PR #2765, opened 2025-09-10
cmd: add option to get and set policy directly from database

### LINKED ISSUE #2630: [Bug] Invalid ACL stored in DB, crash on startup

### Current Behavior

I've used headscale-admin to update te the ACL, then I restarted headscale. On startup, it complained about a host referenced in the ACLs that wasn't defined (I had just deleted it thinking that it wasn't needed anymore).

On startup, it complained about the missing host:
```
handshake-headscale-1  | 2025-05-27T09:18:31Z INF Opening database database=sqlite3 path=/var/lib/headscale/db.sqlite
handshake-headscale-1  | 2025-05-27T09:18:31Z FTL home/runner/work/headscale/headscale/cmd/headscale/cli/serve.go:24 > Error initializing error="creating new headscale: loading ACL policy: creating policy manager: parsing policy: Host \"siemens-distillery\" is not defined in the Policy, please define or remove the reference to it"
```
and then exited.

I patched the database manually using sqlite3 (I basically copied an older version to the currect version in the `policies` table, and that let me start up headscale again.

This is with docker.io/headscale/headscale:v0.26.0 and docker.io/goodieshq/headscale-admin:v0.25.6. 

### Expected Behavior

Headscale should either refuse to store the broken ACL, or ignore the broken (part of the) ACLs on startup, so users can fix it through the command line or the web interface.

### Steps To Reproduce

1. Bring up headscale and headscale admin with docker-compose
2. Add a host to the policies
3. Add an ACL referencing that host
4. Save the config
5. Remote the host
6. Save the config; note that there is no error
7. Restart headscale and observe that it won't start. 

### Environment

```markdown
- OS: docker compose
- Headscale version: v0.26.0
- Tailscale version: n/a
- Headscale Admin: v0.25.6
```

### Runtime environment

### Debug information

see above

kradalby:
this commit adds a new `--bypass-grpc-access-and-database-directly` flag to `headscale policy get|set` which allows the operator to directly get or set the policy from the database. This is useful if there is a broken policy in the database that prevents the server from starting.

Fixes #2630

### DIFF
--- a/cmd/headscale/cli/policy.go
+++ b/cmd/headscale/cli/policy.go
@@ -9,10 +9,10 @@ import (
 	"github.com/juanfont/headscale/hscontrol/db"
 	"github.com/juanfont/headscale/hscontrol/policy"
 	"github.com/juanfont/headscale/hscontrol/types"
+	"github.com/juanfont/headscale/hscontrol/util"
 	"github.com/rs/zerolog/log"
 	"github.com/spf13/cobra"
 	"tailscale.com/types/views"
-	"tailscale.com/util/prompt"
 )
 
 const (
@@ -52,7 +52,13 @@ var getPolicy = &cobra.Command{
 		output, _ := cmd.Flags().GetString("output")
 		var policy string
 		if bypass, _ := cmd.Flags().GetBool(bypassFlag); bypass {
-			if !prompt.YesNo("DO NOT run this command if an instance of headscale is running, are you sure headscale is not running?") {
+			confirm := false
+			force, _ := cmd.Flags().GetBool("force")
+			if !force {
+				confirm = util.YesNo("DO NOT run this command if an instance of headscale is running, are you sure headscale is not running?")
+			}
+
+			if !confirm && !force {
 				ErrorOutput(nil, "Aborting command", output)
 				return
 			}
@@ -60,7 +66,6 @@ var getPolicy = &cobra.Command{
 			cfg, err := types.LoadServerConfig()
 			if err != nil {
 				ErrorOutput(err, fmt.Sprintf("Failed loading config: %s", err), output)
-				return
 			}
 
 			d, err := db.NewHeadscaleDatabase(
@@ -70,13 +75,11 @@ var getPolicy = &cobra.Command{
 			)
 			if err != nil {
 				ErrorOutput(err, fmt.Sprintf("Failed to open database: %s", err), output)
-				return
 			}
 
 			pol, err := d.GetPolicy()
 			if err != nil {
 				ErrorOutput(err, fmt.Sprintf("Failed loading Policy from database: %s", err), output)
-				return
 			}
 
 			policy = pol.Data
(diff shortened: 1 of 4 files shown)


cmd/headscale/cli/policy.go
```diff
@@ -41,21 +50,55 @@ var getPolicy = &cobra.Command{
...
-		defer conn.Close()
-
-		request := &v1.GetPolicyRequest{}
-
-		response, err := client.GetPolicy(ctx, request)
-		if err != nil {
-			ErrorOutput(err, fmt.Sprintf("Failed loading ACL Policy: %s", err), output)
+		var policy string
+		if bypass, _ := cmd.Flags().GetBool(bypassFlag); bypass {
+			if !prompt.YesNo("DO NOT run this command if an instance of headscale is running, are you sure headscale is not running?") {
```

*EXERCISE GOAL*
Reproduce every single entry above exactly.

*SOLVED PROBLEM*
PR #2765, opened 2025-09-10
cmd: add option to get and set policy directly from database

### LINKED ISSUE #2630: [Bug] Invalid ACL stored in DB, crash on startup

### Current Behavior

I've used headscale-admin to update te the ACL, then I restarted headscale. On startup, it complained about a host referenced in the ACLs that wasn't defined (I had just deleted it thinking that it wasn't needed anymore).

On startup, it complained about the missing host:
```
handshake-headscale-1  | 2025-05-27T09:18:31Z INF Opening database database=sqlite3 path=/var/lib/headscale/db.sqlite
handshake-headscale-1  | 2025-05-27T09:18:31Z FTL home/runner/work/headscale/headscale/cmd/headscale/cli/serve.go:24 > Error initializing error="creating new headscale: loading ACL policy: creating policy manager: parsing policy: Host \"siemens-distillery\" is not defined in the Policy, please define or remove the reference to it"
```
and then exited.

I patched the database manually using sqlite3 (I basically copied an older version to the currect version in the `policies` table, and that let me start up headscale again.

This is with docker.io/headscale/headscale:v0.26.0 and docker.io/goodieshq/headscale-admin:v0.25.6. 

### Expected Behavior

Headscale should either refuse to store the broken ACL, or ignore the broken (part of the) ACLs on startup, so users can fix it through the command line or the web interface.

### Steps To Reproduce

1. Bring up headscale and headscale admin with docker-compose
2. Add a host to the policies
3. Add an ACL referencing that host
4. Save the config
5. Remote the host
6. Save the config; note that there is no error
7. Restart headscale and observe that it won't start. 

### Environment

```markdown
- OS: docker compose
- Headscale version: v0.26.0
- Tailscale version: n/a
- Headscale Admin: v0.25.6
```

### Runtime environment

### Debug information

see above

kradalby:
this commit adds a new `--bypass-grpc-access-and-database-directly` flag to `headscale policy get|set` which allows the operator to directly get or set the policy from the database. This is useful if there is a broken policy in the database that prevents the server from starting.

Fixes #2630

### DIFF
--- a/cmd/headscale/cli/policy.go
+++ b/cmd/headscale/cli/policy.go
@@ -9,10 +9,10 @@ import (
 	"github.com/juanfont/headscale/hscontrol/db"
 	"github.com/juanfont/headscale/hscontrol/policy"
 	"github.com/juanfont/headscale/hscontrol/types"
+	"github.com/juanfont/headscale/hscontrol/util"
 	"github.com/rs/zerolog/log"
 	"github.com/spf13/cobra"
 	"tailscale.com/types/views"
-	"tailscale.com/util/prompt"
 )
 
 const (
@@ -52,7 +52,13 @@ var getPolicy = &cobra.Command{
 		output, _ := cmd.Flags().GetString("output")
 		var policy string
 		if bypass, _ := cmd.Flags().GetBool(bypassFlag); bypass {
-			if !prompt.YesNo("DO NOT run this command if an instance of headscale is running, are you sure headscale is not running?") {
+			confirm := false
+			force, _ := cmd.Flags().GetBool("force")
+			if !force {
+				confirm = util.YesNo("DO NOT run this command if an instance of headscale is running, are you sure headscale is not running?")
+			}
+
+			if !confirm && !force {
 				ErrorOutput(nil, "Aborting command", output)
 				return
 			}
@@ -60,7 +66,6 @@ var getPolicy = &cobra.Command{
 			cfg, err := types.LoadServerConfig()
 			if err != nil {
 				ErrorOutput(err, fmt.Sprintf("Failed loading config: %s", err), output)
-				return
 			}
 
 			d, err := db.NewHeadscaleDatabase(
@@ -70,13 +75,11 @@ var getPolicy = &cobra.Command{
 			)
 			if err != nil {
 				ErrorOutput(err, fmt.Sprintf("Failed to open database: %s", err), output)
-				return
 			}
 
 			pol, err := d.GetPolicy()
 			if err != nil {
 				ErrorOutput(err, fmt.Sprintf("Failed loading Policy from database: %s", err), output)
-				return
 			}
 
 			policy = pol.Data
(diff shortened: 1 of 4 files shown)


cmd/headscale/cli/policy.go
```diff
@@ -41,21 +50,55 @@ var getPolicy = &cobra.Command{
...
-		defer conn.Close()
-
-		request := &v1.GetPolicyRequest{}
-
-		response, err := client.GetPolicy(ctx, request)
-		if err != nil {
-			ErrorOutput(err, fmt.Sprintf("Failed loading ACL Policy: %s", err), output)
+		var policy string
+		if bypass, _ := cmd.Flags().GetBool(bypassFlag); bypass {
+			if !prompt.YesNo("DO NOT run this command if an instance of headscale is running, are you sure headscale is not running?") {
```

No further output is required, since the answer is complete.